Things haven’t been any better today, with the travel agent’s shares down 4% to $15.53 in early trade.
What happened in the third quarter?
According to the release, after a subdued sales period in January and February, Flight Centre achieved record COVID-period sales revenue during the month of March.
It advised that March turnover was more than $100 million higher than February, up 32.7% month-on-month. This took gross quarterly total transaction value (TTV) back above $1 billion for first time since COVID-19.
However, despite this improvement, Flight Centre is still operating at a loss.
As a result, it is expecting its second half underlying loss to be broadly in line with its first half loss in FY 2021. This appeared to disappoint the market, weighing on the Flight Centre share price.
What was the reaction to this?
Brokers have been giving their opinion on this update today and the reaction has been mixed.

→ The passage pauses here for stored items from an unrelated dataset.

PR #4, opened 2015-06-04
bump minimum php version to 5.5

samsonasik:


gianarb:
This PR sounds good.. Why is it frozen?

samsonasik:
the 2nd commit can be cherry-picked for DateTimeInterface check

Analysts at Macquarie Group Ltd (ASX: MQG) remain positive on the company and have retained their outperform rating. However, the broker has cut its price target by 12.5% to $17.50.
Macquarie believes that Flight Centre’s valuation is supported by strong macro conditions and the expected shift in its sales mix towards the corporate market. It also notes that a recovery in domestic travel is already underway and the recent Australia-New Zealand travel bubble suggests there could be a gradual recovery in international travel.
Citi has responded to the update by upgrading its recommendation to neutral with a price target of $17.30. It notes that Flight Centre’s earnings outlook remains highly uncertain and isn’t expecting the company to breakeven until FY 2023.
Remaining bearish is Morgan Stanley. Its analysts have retained their underweight rating and cut their price target by 8.5% to $16.00. It has concerns over its valuation and notes that its recovery profile is uncertain.